4. Procedimento Experimental 
Em dois balões volumétricos de 100 mL, adicionou-se em um dos balões 25,00 mL da solução padrão de ferro, e 25mL de água destilada no outro para o branco. Em seguida, foi colocado 2,0 mL da solução de hidroquinona, 5,0 mL da solução de ortofenantrolina e 8,0 mL da solução de acetato de sódio em cada um dos balões. Esperou-se 15 min e diluiu-se para 100mL com água destilada. Feito isso, foi recolhido uma amostra em uma cubeta para a análise do espectro de absorção utilizando um espectrofotômetro. Por fim, recolheu-se os dados do espectro de absorção com intervalos de absorbância de 400 a 600 nm, usando o branco como referência. 
5. Resultados e discussão
Ao início do experimento, adicionamos hidroquinona a solução de padrão de ferro II, com o intuito da mesma atuar como agente redutor impedindo a oxidação do Fe²⁺ a Fe³⁺. Isso permite que a solução padrão seja estabilizada para reagir com a ortofenantrolina.Essa reação é demonstrada pela seguinte equação:
Figura 9. Reação de oxirredução do Fe²⁺ com hidroquinona. Fonte autoral.
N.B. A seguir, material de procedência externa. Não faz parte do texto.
PR #5902, opened 2017-08-14
password plugin ldap driver: use full %login as %name/%n when no @ in…

buborh:
… username.


buborh:
Our mail server accept both username@domain and username in login. We store username in ldap.
I use %login in DN settings,  password change failes when I login with only username ( without @domain).
I use %username in DN settings, password change failes when I login with username@domain.

PR #5903, opened 2017-08-16
extend disabled_actions config

johndoh:
Occasionally there are buttons in the skin that do not have a command attribute. Things that do skin actions like opening popups. My idea is to fall back to the button name when no command is present so that these buttons can still be disabled via config.

In addition I added a check that ignores the $task so if you want to disable a button that is in multiple tasks or you want to remove something that a plugin might add in mutiple tasks or if you are just not so good at Roundcube and don't understand about the tasks.

### DIFF
--- a/program/include/rcmail_output_html.php
+++ b/program/include/rcmail_output_html.php
@@ -1358,12 +1358,14 @@ EOF;
         }
 
         $command = $attrib['command'];
+        $action = $command ?: $attrib['name'];
 
         if ($attrib['task']) {
-            $element = $command = $attrib['task'] . '.' . $command;
+            $command = $attrib['task'] . '.' . $command;
+            $element = $attrib['task'] . '.' . $action;
         }
         else {
-            $element = ($this->env['task'] ? $this->env['task'] . '.' : '') . $command;
+            $element = ($this->env['task'] ? $this->env['task'] . '.' : '') . $action;
         }
 
         if ($disabled_actions === null) {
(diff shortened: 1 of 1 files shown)


program/include/rcmail_output_html.php
```diff
@@ -1357,7 +1357,7 @@ public function button($attrib)
             $attrib['type'] = ($attrib['image'] || $attrib['imagepas'] || $attrib['imageact']) ? 'image' : 'button';
         }
 
-        $command = $attrib['command'];
+        $command = $attrib['command'] ?: $attrib['name'];
```
alecpl: I don't think you can modify $command variable this way. See line 1456.

alecpl (changes requested):

program/include/rcmail_output_html.php
JohnDoh: agreed. I missed that. What do you think about this?
```patch
--- a/program/include/rcmail_output_html.php
+++ b/program/include/rcmail_output_html.php
@@ -1451,7 +1451,7 @@ EOF;
             if ($attrib['classact'])
                 $attrib['class'] = $attrib['classact'];
         }
-        else if ($command && !$attrib['onclick']) {
+        else if ($attrib['command'] && !$attrib['onclick']) {
             $attrib['onclick'] = sprintf(
                 "return %s.command('%s','%s',this,event)",
                 self::JS_OBJECT_NAME,
```
I think it do not think it makes sense to create an onclick attrib when there was no command specified (and the contents of $command could only be `task.` or empty)

alecpl: It could work, but I'd just set `$element` appropriately instead of `$command` if `$attrib['command']` is empty, because this variable is used to check disabled actions.

PR #5904, opened 2017-08-16
replace display_version with display_product_version

johndoh:
Currently it is possible to hide the version number on the login screen by config but not the product name. If, for example, the logo already contains the product name then displaying it again is redundant. I did not want to introduce another config option so my idea is to replace display_version with display_product_version and then allow for 3 settings: nothing, product name only (default, just as now), and product and version.

### DIFF
--- a/config/defaults.inc.php
+++ b/config/defaults.inc.php
@@ -439,8 +439,9 @@ $config['login_rate_limit'] = 3;
 // Includes should be interpreted as PHP files
 $config['skin_include_php'] = false;
 
-// display software version on login screen
-$config['display_version'] = false;
+// display product name and software version on login screen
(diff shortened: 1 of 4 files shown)


config/defaults.inc.php
```diff
@@ -439,8 +439,9 @@
 // Includes should be interpreted as PHP files
 $config['skin_include_php'] = false;
 
-// display software version on login screen
-$config['display_version'] = false;
+// display product name and software version on login screen
+// 0 - hide product name and version number, 1 - show product name only, 2 - show product name and version number
+$config['display_product_version'] = 1;
```
alecpl: I propose to rename the option to 'display_product_info'. Other than that it looks good.

PR #5922, opened 2017-08-25
improve detection for Egde browser and add pointer event support (release-1.3) (credit JohnDoe)

dapphp:
add support for pointer events on list widget

use either pointer or touch events, not both

ensure bw.pointer is a boolean

Credit to @JohnDoh - Re-creating patch for release-1.3 branch.

### DIFF
--- a/program/js/common.js
+++ b/program/js/common.js
@@ -58,14 +58,15 @@ function roundcube_browser()
   this.dom = document.getElementById ? true : false;
   this.dom2 = document.addEventListener && document.removeEventListener;
 
-  this.webkit = this.agent_lc.indexOf('applewebkit') > 0;
+  this.edge = this.agent_lc.indexOf(' edge/') > 0;
+  this.webkit = !this.edge && this.agent_lc.indexOf('applewebkit') > 0;
   this.ie = (document.all && !window.opera) || (this.win && this.agent_lc.indexOf('trident/') > 0);
 
   if (window.opera) {
     this.opera = true; // Opera < 15
     this.vendver = opera.version();
   }
-  else if (!this.ie) {
+  else if (!this.ie && !this.edge) {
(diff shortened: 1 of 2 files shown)


dapphp:
We recently deployed 1.3.0 into production and a number of our users were plagued by this issue.  It almost completely prevents IE/Edge users on touch from opening emails in any layout.

If we could get this merged into 1.3 for future 1.3.x releases that would be great, otherwise 1.3 is unusable on Win10/IE/Edge.

So far all who were reporting problems are saying it's resolved.

dapphp:
I only have limited ability to test this, but someone with Windows 10, Edge 15.15063 on a Lenovo Flex 4 tablet/laptop reported that the above change didn't quite fix the issue.  They are using the "List" layout.  Since we received a number of complaints about double-click going away, I backported in Thomas' change to revive it.  In List view on the tablet, the only way to open the message is to double click.  However, in IE 11 and Edge 15, double tapping on the screen resulted in a zoom action instead of a click event.  Chrome on the same tablet did not suffer from this and instead would open the message.

In order to resolve the issue for that person, I added the following CSS to a global stylesheet.

    body {
        -ms-touch-action: manipulation !important;
        touch-action: manipulation !important;
    }

It may be possible to make the selector more specific to the message list div but I didn't try.

I personally confirmed that on a Microsoft Surfacebook tablet/laptop running Win 10 and Edge 15 that double tapping on the message list in tablet mode & list layout didn't result in a zoom action but have not tested that on a fresh install of Roundcube under the conditions of 1) list layout 2) no double click backported in and 3) without the above touch-action CSS.

Other tablet users reported that only this patch worked for them, but the Flex user still got the zoom action on double click and not the click action.

I'll see if I can do further testing in the coming week but there may still be outstanding issues on touch tablets with the message list in List or Desktop view.

PR #5934, opened 2017-09-03
Fix typo in de_CH

dol:


alecpl:
Please use our translation service at https://www.transifex.com/roundcube/roundcube-webmail.
Fixed this right now there.

dol:
@alecpl Thank you for the hint of the translation service. I'll use it in the future. Thank you.

PR #5935, opened 2017-09-04
Add Travis CI

Slamdunk:
Hi, this PR is intended to add Travis continuous integration builds to this github repository.
If this PR is going to be merged, the maintainer should activate travis triggers for pushes and pull-requests.

As you can see in the build done against my fork:
https://travis-ci.org/Slamdunk/roundcubemail/builds/271667707
there are failures that should be addressed, expecially on the newcomer PHP 7.2

This PR is **not** intended to solve the issues, but only to introduce the CI process. New PR will be opened after this one is merged and the triggers are activated; fixing bugs before having a running ci process should be avoided.

### DIFF
--- a/.travis.yml
+++ b/.travis.yml
@@ -1,0 +1,29 @@
+language: php
+
+sudo: false
+
+matrix:
+  fast_finish: true
+  include:
+    - php: 5.4
+    - php: 5.5
+    - php: 5.6
+    - php: 7.0
+    - php: 7.1
+      env: CODE_COVERAGE=1
+    - php: 7.2
+
+cache:
+  directories:
+    - $HOME/.composer
+
+install:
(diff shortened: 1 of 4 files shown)


alecpl:
@thomascube That sounds like a good idea. Could you take care of it?

thomascube:
Brilliant! I'll have a look at this

thomascube:
A first build has run. See https://travis-ci.org/roundcube/roundcubemail/builds/281293683

Slamdunk:
@thomascube At the time being I'm a bit busy and can't help with proper PR to fix 5.x errors, but I can suggest to try mcrypt fallback like zend-math did: https://github.com/zendframework/zend-math/blob/release-2.7.0/src/Rand.php#L35-L62

thomascube:
The issue was much simpler and is already fixed in 3723f3f178. Thanks for your support!

PR #5936, opened 2017-09-04
Fix repeated word in language file de_CH

dol:


alecpl:
Please use our translation service at https://www.transifex.com/roundcube/roundcube-webmail.
Fixed this right now there.

PR #5964, opened 2017-09-25
Enable quiet running

Takika:


alecpl:
Maybe if that was implemented in all our scripts we could consider it a good addition, but only for one script it does not make much sense.

PR #5966, opened 2017-09-25
Add special chars as exception at spellcheck

maureenwonderland:
We are facing a problem that sometimes it's a little bit difficult to be reproduced.
Sometimes an error occurs and sometimes not.
We are using spell checker (pspell) and when trying to send an email with some specific special chars like º or ª, it crashes and we are unable to send emails. We realize that this error occurs on pspell_suggest() function from pspell's library. In the is_exception() function there is no condition that can handle those special chars.
So, it was added those chars as exception.

### DIFF
--- a/program/lib/Roundcube/rcube_spellchecker.php
+++ b/program/lib/Roundcube/rcube_spellchecker.php
@@ -255,7 +255,7 @@ class rcube_spellchecker
     }
 
     /**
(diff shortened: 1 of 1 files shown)


alecpl:
You can't put multibyte chars in regex like this.

alecpl:
Wontfix.

PR #9302, opened 2024-01-04
Fix "phpdoc_no_empty_return" CS

mvorisek:
The rule enforces developers to use native `void` return type.

In tests, this is easy to do, in other places, I reviewed the fixes to be back compatible as much as possible.

### DIFF
--- a/plugins/example_addressbook/example_addressbook_backend.php
+++ b/plugins/example_addressbook/example_addressbook_backend.php
@@ -74,7 +74,7 @@ class example_addressbook_backend extends rcube_addressbook
         return $this->name;
     }
 
-    public function set_search_set($filter)
+    public function set_search_set($filter): void
     {
         $this->filter = $filter;
     }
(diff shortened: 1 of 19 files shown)


plugins/example_addressbook/example_addressbook_backend.php
```diff
@@ -74,7 +74,7 @@ public function get_name()
         return $this->name;
     }
 
-    public function set_search_set($filter)
+    public function set_search_set($filter): void
```
mvorisek, line 77: this is small BC breaking change, it should be fine for master

program/lib/Roundcube/rcube_addressbook.php
```diff
@@ -127,10 +127,8 @@ abstract public function get_name();
      * operation.
      *
      * @param mixed $filter Search params to use in listing method, obtained by get_search_set()
-     *
-     * @return void
      */
-    abstract public function set_search_set($filter);
+    abstract public function set_search_set($filter): void;
```
mvorisek, line 131: this is small BC breaking change, it should be fine for master

PR #9303, opened 2024-01-04
Fix more CS

mvorisek:


mvorisek:
> * I don't like "php_unit_test_case_static_method_calls". I don't see a value.

Sooner or later is should be done as static calls should be called statically otherwise phpstan will warn about it. repro: https://phpstan.org/r/3c8d1087-b72c-41be-acf8-a2f72d4d788e

>     * With "php_unit_data_provider_name" change some method names look bad now, e.g. `provideParse_attrib_stringCases`. Either we change all method names (including test* ones) to camel-case or revert that.

It is managed by CS fixer thus even if the provider methods does not look best now, the CS is enforced and once the test methods are renamed to camel case, they will be updated automatically.

alecpl:
> > I don't like "php_unit_test_case_static_method_calls". I don't see a value.
> 
> Sooner or later is should be done as static calls should be called statically otherwise phpstan will warn about it. repro: https://phpstan.org/r/3c8d1087-b72c-41be-acf8-a2f72d4d788e

Only in "strict rules" mode. So, I'm not convinced.
 
> > With "php_unit_data_provider_name" change some method names look bad now, e.g. `provideParse_attrib_stringCases`. Either we change all method names (including test* ones) to camel-case or revert that.
>
> It is managed by CS fixer thus even if the provider methods does not look best now, the CS is enforced and once the test methods are renamed to camel case, they will be updated automatically.

But I don't want it in this incomplete state.

mvorisek:
I have reworked this PR.

`php_unit_test_case_static_method_calls` - the projects uses snake_case, thus yes, snake_case is more consistent

`php_unit_test_case_static_method_calls` - let's land this, we have already a lot of changes by other CS changes, so the best time to land this is now - calling static methods statically is definitely more wanted

mvorisek:
@alecpl can you merge this PR? I would like to fix other CS based on it.

alecpl:
1. I still don't like "php_unit_test_case_static_method_calls". I don't see a value.
2. I'm not sure about all these empty lines removed. Definitely sometimes inside a switch they make the code cleaner.

mvorisek:
I have reverted "php_unit_test_case_static_method_calls" changes. I stand by them, but let's discuss them in a separate PR to unblock this one.

PR #9310, opened 2024-01-18
Don't render quota if it's unlimited

### LINKED ISSUE #8994: Hide information about quota, when there is no quota
I have no limit of my mailbox.  Roundcube displays at the bottom of the mailbox an indication, that I have used 0% of my quota.

Even when I set `$config['quota_zero_as_unlimited'] = true;` the information is still there, with a tooltip “Without limitations”

When there is no quota, Roundcube shall not tell the user that he uses 0% of it, as this information unnecessary consumes space.

pabzm:
In case an accounts's quota is zero and the config option `quota_zero_as_unlimited` is true, then the account has no quota and should not be shown a meaningless (or even wrong) quota-display.

This introduces a new function to avoid repeating identical code in two places.

If a template doesn't check for the env-flag it still can render quota details.

This PR closes #8994.

One question and two notes:
* This doesn't include a Changelog-entry yet – should I add one or do you rather compile those yourselves?
* Also I didn't touch the templates, so the `.footer`-element of the column remains even if it is blank (because the `if`-clauses in the templates are inside that element) – I'm not sure if that needs to stay like that but didn't feel comfortable changing the template without knowing why it was written like this. And I think it looks okay, event with an empty element. If you want the footer gone, please let me know.
* And since there's no test case for this feature I didn't change any. Adding a fresh one is a little out of my time budget currently, because I'd need to dive into the setup first.

### DIFF
--- a/program/include/rcmail_action.php
+++ b/program/include/rcmail_action.php
@@ -165,6 +165,10 @@ abstract class rcmail_action
         // need to do that manually (the return value is `false` if the server
         // doesn't support it).
         $quota = $rcmail->storage->get_quota();
+        // Return early if the server doesn't support quotas anyway.
+        if ($quota === false) {
+            $rcmail->output->set_env('quota', false);
+        }
         $zero_as_unlimited = (bool) $rcmail->config->get('quota_zero_as_unlimited');
         // Show the quota display only if it's not unlimited.
         $show_quota = is_array($quota) && !($quota['total'] === 0 && $zero_as_unlimited);
--- a/program/include/rcmail_action.php
+++ b/program/include/rcmail_action.php
@@ -168,6 +168,7 @@ abstract class rcmail_action
         // Return early if the server doesn't support quotas anyway.
         if ($quota === false) {
             $rcmail->output->set_env('quota', false);
+            return;
         }
         $zero_as_unlimited = (bool) $rcmail->config->get('quota_zero_as_unlimited');
         // Show the quota display only if it's not unlimited.
--- a/program/include/rcmail_action.php
+++ b/program/include/rcmail_action.php
@@ -152,6 +152,26 @@ abstract class rcmail_action
     }
 
     /**
+     * Set env-flag for quota. It is used in templates to determine if quota
+     * data should be displayed.
+     * In case the quota is zero and the config option
+     * `quota_zero_as_unlimited` is true, then the account has no quota and
+     * should not be shown a meaningless (or even wrong) quota-display.
+     */
+    public static function quota_set_env()
+    {
+        $rcmail = rcmail::get_instance();
+        // This call also checks the QUOTA capability of the server, we don't
+        // need to do that manually (the return value is `false` if the server
+        // doesn't support it).
+        $quota = $rcmail->storage->get_quota();
+        $zero_as_unlimited = (bool) $rcmail->config->get("quota_zero_as_unlimited");
+        // Show the quota display only if it's not unlimited.
+        $show_quota = is_array($quota) && !($quota['total'] === 0 && $zero_as_unlimited);
+        $rcmail->output->set_env('quota', $show_quota);
+    }
+    
+    /**
      * Return HTML for quota indicator object
      *
      * @param array $attrib Named parameters
--- a/program/include/rcmail_action.php
+++ b/program/include/rcmail_action.php
@@ -162,22 +162,13 @@ abstract class rcmail_action
     {
         $rcmail = rcmail::get_instance();
         // This call also checks the QUOTA capability of the server, we don't
-        // need to do that manually (the return value is `false` if the server
-        // doesn't support it).
+        // need to do that manually.
         $quota = $rcmail->storage->get_quota();
-        // Return early if the server doesn't support quotas anyway.
-        if ($quota === false) {
-            $rcmail->output->set_env('quota', false);
-            return;
-        }
-        $zero_as_unlimited = (bool) $rcmail->config->get('quota_zero_as_unlimited');
-        
-        if($zero_as_unlimited === false) {
-        	$rcmail->output->set_env('quota', true);
-        	return;
-        }
-        // Show the quota display only if it's not unlimited.
-        $show_quota = is_array($quota) && !($quota['total'] === 0 && $zero_as_unlimited);
+        // $quota being `false` means that the server doesn't support quotas,
+        // an empty array means "unlimited", a `total` of zero means
+        // "unlimited" or "unknown"). In all these cases we don't want to show
+        // the element.
+        $show_quota = is_array($quota) && array_key_exists('total', $quota) && $quota['total'] > 0;
         $rcmail->output->set_env('quota', $show_quota);
     }
 
@@ -276,8 +267,11 @@ abstract class rcmail_action
                 $quota_result['table'] = $table->show();
             }
         } else {
-            $unlimited               = $rcmail->config->get('quota_zero_as_unlimited');
-            $quota_result['title']   = $rcmail->gettext($unlimited ? 'unlimited' : 'unknown');
+            // This shouldn't happen because unsupported, unlimited or unknown
+            // quota shouldn't be shown (see `quota_set_env()`), but we better
+            // not risk breaking third-party templates that didn't check
+            // `env:quota` before calling this method.
+            $quota_result['title']   = $rcmail->gettext('unknown');
             $quota_result['percent'] = 0;
         }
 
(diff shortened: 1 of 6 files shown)


pabzm:
Hm, I'll have a look at those tests

pabzm:
The remaining failures from the CI are not related to my changes, as far as I can see. Is there anything I can do about them?

pabzm:
@miaulalala, @ChristophWurst I only now realized that I didn't yet notify you of this pull request, sorry for that! I can't assign you as reviewers, though. Would you have a look?

program/include/rcmail_action.php
```diff
@@ -151,6 +151,26 @@ public static function table_output($attrib, $table_data, $show_cols, $id_col)
...
+    public static function quota_set_env()
+    {
+        $rcmail = rcmail::get_instance();
+        // This call also checks the QUOTA capability of the server, we don't
+        // need to do that manually (the return value is `false` if the server
+        // doesn't support it).
+        $quota = $rcmail->storage->get_quota();
+        $zero_as_unlimited = (bool) $rcmail->config->get('quota_zero_as_unlimited');
+        // Show the quota display only if it's not unlimited.
+        $show_quota = is_array($quota) && !($quota['total'] === 0 && $zero_as_unlimited);
```
miaulalala, line 170: It's not working for me since the $quota array is empty in my case. 

Something similar to this could work.

```suggestion
        $show_quota = empty($quota) || (is_array($quota) && !($quota['total'] === 0 && $zero_as_unlimited);
```

program/include/rcmail_action.php
```diff
@@ -151,6 +151,26 @@ public static function table_output($attrib, $table_data, $show_cols, $id_col)
...
+     * should not be shown a meaningless (or even wrong) quota-display.
+     */
+    public static function quota_set_env()
+    {
+        $rcmail = rcmail::get_instance();
+        // This call also checks the QUOTA capability of the server, we don't
+        // need to do that manually (the return value is `false` if the server
+        // doesn't support it).
+        $quota = $rcmail->storage->get_quota();
+        $zero_as_unlimited = (bool) $rcmail->config->get('quota_zero_as_unlimited');
```
miaulalala, line 168: since you have a config param here, you could check that first and early return if that config param is set to false.

```suggestion
        $zero_as_unlimited = (bool) $rcmail->config->get('quota_zero_as_unlimited');
        
        if($zero_as_unlimited === false) {
        	$rcmail->output->set_env('quota', true);
        	return;
        }
```

miaulalala (dismissed):

program/include/rcmail_action.php
pabzm: I had considered that we could also skip displaying the quota-element if there's no quota data to show. That goes a little beyond the original issue's content but seemed right to me, because currently in this case (empty quota array) the element is shown as if no quota were used at all and its title is "unknown", which to me feels like a rather bad fallback.

(At least that's the case in my setup. Is it the same in yours?)

I'll happily use your suggestion if you still think it's right, just wanted to explain my change.

program/include/rcmail_action.php
pabzm: Thank you for the hint! I added a second early check, which catches the case that the server doesn't event support quotas.

program/include/rcmail_action.php
miaulalala: It's empty for me - it still works and shows "unlimited".

miaulalala:
Isn't the config option a bit misleading? If I have an unlimited quota and explicitly set that option, imho the intention is to show "unlimited" in the quota display. Or am I misunderstanding this?

miaulalala:
> I think the config option is correct, because it only specifies that a quota of zero should mean unlimited.
> 
> But the consequence to then not show the element surprised me, too (only didn't dare to question the original decision).
> 
> Maybe showing the quota-icon and the text "unlimited" (or ♾️) instead of the bar and percentage would be an option?

sounds like a good idea. So cases are:

Quota is not supported - don't show anything

Quota is supported
- Unlimited with config option true - show infinity sign instead of bar / %
- Unlimited with config option false - don't show anything
- Not unlimited - keep current display

pabzm:
> Unlimited with config option true - show infinity sign instead of bar / %
> Unlimited with config option false - don't show anything

Why not show the infinity sign in all cases of unlimited quota?

Also, maybe there's still a misunderstanding: I think the config option tells that `quota["total"] === 0` should mean "unlimited", not "zero byte allowed". So it doesn't govern what to do with the info "unlimited" but only how to determine it in a special case.

Thus I'd suggest these cases:

- Quota is not supported - don't show anything
- Quota is unlimited - show infinity sign instead of bar / %
- Quota is not unlimited - keep current display

What do you think?

pabzm:
Note to self: an empty quota-list and thus empty `$quota`-array is not an error but means "all mailboxes unlimited" (according to [RFC 2087](https://datatracker.ietf.org/doc/html/rfc2087.html#section-5)).

pabzm:
> Also, maybe there's still a misunderstanding: I think the config option tells that $quota["total"] === 0 should mean "unlimited", not "zero byte allowed". So it doesn't govern what to do with the info "unlimited" but only how to determine it in a special case.

No, you're right: it does more than that, [it also governs if unlimited quota is titled as "unlimited" or "unknown"](https://github.com/roundcube/roundcubemail/blob/eeac27ea81cc27abbab88314c6dd5dc3440d38c7/program/include/rcmail_action.php#L249-L250), regardless of how the unlimited quota is determined. In that way it's actually also misleading, because you need to set it to get the title "unlimited" even if your IMAP-server doesn't send a quota-value of zero to mean "unlimited".

pabzm:
But the suggested changes would (silently) fix that misleading usage without hurting nor breaking anything, I think.

pabzm:
The coding style check fails doe to code we might throw away in the next iteration, and the failing test is unrelated (AFAICS), so I'll deal with those later if they still fail.

miaulalala:
> > Unlimited with config option true - show infinity sign instead of bar / %
> > Unlimited with config option false - don't show anything
> 
> Why not show the infinity sign in all cases of unlimited quota?
> 
> Also, maybe there's still a misunderstanding: I think the config option tells that `$quota["total"] === 0` should mean "unlimited", not "zero byte allowed". So it doesn't govern what to do with the info "unlimited" but only how to determine it in a special case.
> 
> Thus I'd suggest these cases:
> 
> * Quota is not supported - don't show anything
> * Quota is unlimited - show infinity sign instead of bar / %
> * Quota is not unlimited - keep current display
> 
> What do you think?

makes sense!

alecpl:
I don't like the idea of "infinity sign". Also, while I see  an unknown quota indication might makes some sense, I think that we should just hide the widget whenever the quota is unsupported, unknown or unlimited.

pabzm:
@alecpl I think it's helpful to let people know about their quota, also if it is unlimited. Not showing it looks more like a broken feature to me, especially if I think about users that might work with different accounts or servers, and then sometimes get to see the information and sometimes it's missing.

We could also use the translation of "unlimited" (as it currently is used for the `title`-attribute) instead of the infinity sign?

pabzm:
So now if quota is unsupported, unlimited or "unknown" it won't get shown.

This drops using the config option `quota_zero_as_unlimited`, because unlimited and "unknown" are handled identically.

As far as I can tell the Changelog is written by @alecpl, so I didn't touch it. Please let me know if you want a change there.

pabzm:
I could also squash the branch to get rid of the previous commits if you're ok with that.

alecpl:
Zero is not unknown, but I'm for dropping the option, unless someone has a good use case for quota=0.

miaulalala (approved):

pabzm:
Is there anything left for me to do in this PR?

(I don't mean to push, just to avoid misunderstandings.)

miaulalala:
> Is there anything left for me to do in this PR?
> 
> (I don't mean to push, just to avoid misunderstandings.)
Not from my side.

@alecpl , anything from your side?

alecpl:
- The diff conflict needs to be resolved
- This change has a small performance impact (extra `GETQUOTAROOT` commands). An alternative approach could be to make the quota element hidden on page load and only when set_quota command is being send to the client-side it could be shown (if needed).

pabzm:
> An alternative approach could be to make the quota element hidden on page load

Do you mean hidden by JavaScript, or by markup in the template?

The latter would be more robust but requires cooperation of the template, so admins providing different skins would need to change code, I guess – that might be a problem?

alecpl:
Yeah, from the template or skin css (I'm not sure which one is better), and then un-hidden in `setquota` event handler that skins use. So, it would require some changes in skins anyway. Also hiding the parent element would make sens too, this part definitely should be done in the skin itself only.

pabzm:
I made a new PR to keep things clean: https://github.com/roundcube/roundcubemail/pull/9366

pabzm:
Superseded by #9366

A reação da ortofenantrolina com Fe²⁺ tem como produto o complexo [Fe(o-fen)₃]⁺² , que apresenta coloração alaranjada. Como consequência desse aspecto colorido, ocorre-se o processo de absorção do espectro visível na solução. A equação a seguir mostra o processo de formação desse complexo.
Figura 10. Reação de formação do complexo [Fe(o-fen)₃]⁺². Fonte autoral.
Ao realizar a análise dos dados obtidos da faixa espectral estabelecida, observou-se que o comprimento máximo de onda medido foi de 510 nm com absorbância de 0,445, valor este confirmado pela literatura.
Tabela 1. Valores obtidos de comprimento de onda e absorbância.
Através dos dados obtidos durante o experimento, foi possível elaborar o gráfico do espectro de absorção do complexo estudado, onde pode-se observar o comprimento de onda máximo com sua absorbância. Nele é possível identificar claramente o pico de absorção, confirmando o valor encontrado para o λ máximo.
Gráfico 1. Representação do espectro UV-VIS do complexo [Fe(o-fen)₃]⁺².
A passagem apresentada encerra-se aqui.